Cryo-electron microscopy enables high-resolution imaging for both protein structure determination and cellular imaging studies. When a sample's ultrastructure is unique, cryo-electron tomography can generate a volume image from a single sample, allowing the study of cellular architecture or polymorphic viruses. This technique requires tilting the microscope stage between each exposure, such that a collection of exposures is built into a stack that can be reconstructed into a three-dimensional volume.
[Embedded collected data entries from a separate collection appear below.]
PR #272, opened 2018-09-27
app: traefik

### LINKED ISSUE #236: traefik
traefik: 

Info about it: 

https://traefik.io/

Docker and integration:

Traefik have a official docker container, they only need one file (config), a bind to docker socket and 2 ports. Traefik is completely dynamic and only need a few tags on the containers to know all the details about wath to do (example: port, protocol and subfolder).

Reason 

Can be used to transforms a tons of ports to a hierarchy of subdomains or folders. As well can be used to use the same credentials to all services and protect that not support it (like h5ai). In addition, another thing that can be done is to use the same certificate for the entire environment (requested on traefik first run using the acme integration).

robertbaker:
## Purpose
This adds traefik as an option with the minimum amount of changes + the most flexibility.
## Approach
By default:
Auto expose docker containers to traefik, auto generate hostnames. appname.compose.mydomain.tld (there's no way to remove the compose. subdomain w/o labels).

Port 80 and 443 out of the box. Recommended to disable http and enable ACME for letsencrypt.
It's also recommended by traefik to remove - --api  and 8080 in prod. The dashboard they give is minimal, I may disable it by default.

- [x] should 80/http be disabled by default?
- [x] should the dashboard be disabled by default?

#### Learning
https://docs.traefik.io/user-guide/docker-and-lets-encrypt/
https://docs.traefik.io/configuration/acme/#provider
https://github.com/joshuhn/media-docker/blob/master/docker-compose.yml

an example acme challenge
```
TRAEFIK_ACME_CHALLENGE=--acme.dnschallenge
TRAEFIK_ACME_CHALLENGE_PROVIDER= --acme.dnschallenge.provider=cloudflare
```

then you need to add these 2 env vars to `traefik.override.yml` file for cloudflare 

```
services:
  transmission:
    environments:
      - CLOUDFLARE_EMAIL=${CLOUDFLARE_EMAIL}
      - CLOUDFLARE_API_KEY=${CLOUDFLARE_API_KEY}
```

Modify .docker/compose/.env

```
add:
CLOUDFLARE_EMAIL=
CLOUDFLARE_API_KEY=
```

In a appname.override.yml

```
    labels:
      - "traefik.backend=appname" # optional
      - "traefik.frontend.rule=Host:appname.domain.org"  # optional, default is appname.compose.domain.org
      - "traefik.enable=true" #only if TRAEFIK_EXPOSED_DEFAULT is false
```

For more providers read: https://docs.traefik.io/configuration/acme/#provider

Please note: 

TLS-ALPN-01 challenge is disabled for letsencrypt due to security issues. I recommend dns challenge so you don't need port 80 open on your host.

CloudFlare does not support second-level subdomains when using cloudflaire proxy /w universal ssl  + letsencrypt, which are created by default. To get around this, you'll need to add a label to your apps to remove the compose subdomain or disbale cloudflare proxy (not recommended).

## Requirements

closes #236


robertbaker:
@nemchik ready for review

nemchik:
At first look, you've duplicated the env example into the req folder.

Otherwise just to confirm you have tested this and it works and you don't need to modify other apps yml files to get the proxy setup?

robertbaker:
@nemchik thanks, fixed.

I confirmed it's working with the default env settings. I also confirmed turning on acme, only allowing https, doing dns challenge with cloudflare. I confirmed it "auto-configures" for apps. The defaults are appname.compose.domain.tld. I couldn't figure out how to remove 'compose' from the url without using labels.

nemchik:
To address your pre-merge questions:

- I would keep port 80
- if the dashboard is exposed publicly with no way to add some kind of authentication then I'd want to discuss why anyone would need it (what does it do?)
- if you can do something like set a password to access the dashboard then I'd keep it
- if the dashboard is only accessible from the local network and not available from a public address then I'd keep it

nemchik:
As for `compose` being in the domain I'm not in love with it, but if the options are that compose in the name or labels I'll take compose in the name.

Labels in DockSTARTer would either be always included even even not needed, or it'll require some extra coding to make it only include if traefik is enabled. It also means more yml to maintain for each app. I'm not in a hurry to do either of those things.

robertbaker:
The dashboard is only on the local network.

Compose in the url here is coming from the "stack name". It can be changed,
but the only way to remove the second level subdomain is labels, in this
case, it's just 1 label for each app.

Other apps seem to be using labels for config.

Hera is a cloudflare Argo container that uses labels to assist with auto
config. I was looking into using it but Argo is a paid cloudflare service.
It requires 2 labels.

I have an idea of how to handle these situations and provide support for
custom "templates" or stacks, to provide more of a complete OoTB
experience. Use git branches that only add override files to apps. This
would be a new level of override in between orgin and user. A menu option
that traverses git branches and pulling would be all that's needed. Every
time master is updated the stack branches are just FF without conflicts.

nemchik:
I actually think this is where users should be making user of overrides on their own to pick how they want this handled. People can use `docker-compose.overridd.yml` to add all the labels they would like in one place.

nemchik:
Only other thing would be if you wouldn't mind adding a few more ports to adjust the run_generate_full test so that the `*.4` builds pass https://travis-ci.com/GhostWriters/DockSTARTer/jobs/148780604

These are set to allow failure because they take forever to complete, but I try to make sure new apps pass the full test.

nemchik:
I've been thinking a lot about this and how having Traefik in DockSTARTer will affect the project, and what support we can offer, and how this may result in other app devs having increased support requests regarding Traefik with their apps.

At the moment I don't feel like adding Traefik will be a positive experience for users of DockSTARTer. Our staff lacks the knowledge or experience to properly support it.

If there are changes made to Traefik that resolve some of the concerns that I have with it we may revisit it in the future.

PR #276, opened 2018-09-29
 expose communication ports to docker containers

robertbaker:
## Purpose
Expose allows other docker containers to  access other docker containers.
Although this isn't required when using port, if you we're using traefik,  you won't need to publish ports to the host! This may be useful for https://github.com/aschzero/hera too

## Approach
_How does this change address the problem?_
Adds expose as a way to document the primary inner communication ports.

- [ ] how to disable ports with override?
- [ ] Should these be appname.expose.yml instead of being in ports?

#### Learning
https://medium.freecodecamp.org/expose-vs-publish-docker-port-commands-explained-simply-434593dbc9a3

## Requirements

### DIFF
--- a/compose/.apps/airdcpp/airdcpp.ports.yml
+++ b/compose/.apps/airdcpp/airdcpp.ports.yml
@@ -6,3 +6,6 @@ services:
       - "${AIRDCPP_PORT_21249}:21249"
       - "${AIRDCPP_PORT_5600}:5600"
       - "${AIRDCPP_PORT_5601}:5601"
+    expose:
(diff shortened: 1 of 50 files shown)


nemchik:
The way I understand it, expose should be done in the dockerfile for each image. While it can be done in compose it seems like that's only needed as an afterthought if a container doesn't expose a port in its dockerfile and another app needs to communicate to it on that port.

I'm going to read more into this and see what would make the most sense for how to handle this.

nemchik:
Does this have no relevance without Traefik?

robertbaker:
I believe it's redundant

PR #430, opened 2018-12-26
InfluxDB and Telegraf

### LINKED ISSUE #375: Influxdb

nemchik:
## Purpose

This closes #375 
Grafana is not very useful without InfluxDB. Telegraf usually goes hand in hand with it for various things.

## Approach

Add the required files for both.

- [x] Confirm stage 4 tests pass

#### Learning

https://hub.docker.com/_/influxdb
https://hub.docker.com/_/telegraf

## Requirements


compose/.apps/telegraf/telegraf.yml
```diff
@@ -0,0 +1,16 @@
...
+    container_name: telegraf
+    restart: unless-stopped
+    environment:
+      - HOST_PROC=/host/proc
+      - TZ=${TZ}
+    volumes:
+      - /etc/localtime:/etc/localtime:ro
+      - /proc:/host/proc:ro
+      - /var/run/docker.sock:/var/run/docker.sock:ro
+      - ${DOCKERCONFDIR}/telegraf:/var/lib/telegraf
```
Antexa: - ${DOCKERCONFDIR}/telegraf:/var/lib/telegraf

Don't u think of using /etc/telegraf could be a better location ? According to the documentation of Telegraf - https://hub.docker.com/_/telegraf

nemchik: The issue with `/etc/telegraf` is there are other files aside from just the `telegraf.conf` in that folder. Those other files should be part of the container and should update when the container updates. I could have DS mount just the `/etc/telegraf/telegraf.conf` file, but if the file does not exist outside the container before attempting to start the container then docker-compose will create an empty folder named `telegraf.conf`. This is not something I can change other than trying to create an empty file ahead of time, but in most cases I don't think an empty conf file is too useful.

Also you can use environment variables to set everything that `telegraf.conf` contains, and even if you were to have the file mapped as a volume the environment variables would take precedence. You can set those variables by reviewing their docs to determine the naming and then use our https://dockstarter.com/advanced/overrides/ guide to get them in place.

nemchik: p.s. I am open to alternatives if there are documented best practices.

Antexa: A small trick : docker run --rm telegraf -sample-config > telegraf/telegraf.conf

https://www.jacobtomlinson.co.uk/monitoring/2016/06/23/running-telegraf-inside-a-container/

Proteins within these volumes can be averaged, with sub-tomogram averaged structures capable of reaching high resolution. However, each tomogram can require between 20-60 minutes of data collection time, restricting the number of tomograms that a user can collect in time-limited microscopy sessions. As the final resolution of sub-tomogram averages is dependent upon the number of particles in the dataset, the number of tomograms collected is severely limiting in cases where protein copy number is low. The Jensen lab has developed a "fast-incremental" tilt scheme, whereby a single tomogram can be collected in 3-10 minutes. An FEI Titan Krios cryo-electron microscope and Gatan K2 camera are operated in continuous acquisition mode, using SerialEM software to blank the electron beam during stage movement; the resulting acquisition is similar in geometry and exposure to a conventional tomogram. We find that the precision of a single-tilt stage and a camera with fast frame capture rates and high sensitivity compensate for the lack of time-consuming stage tracking and adjustments during data collection, to a resolution of roughly 2.5 nm. Further hardware and software development will improve the resolution and utility of this method.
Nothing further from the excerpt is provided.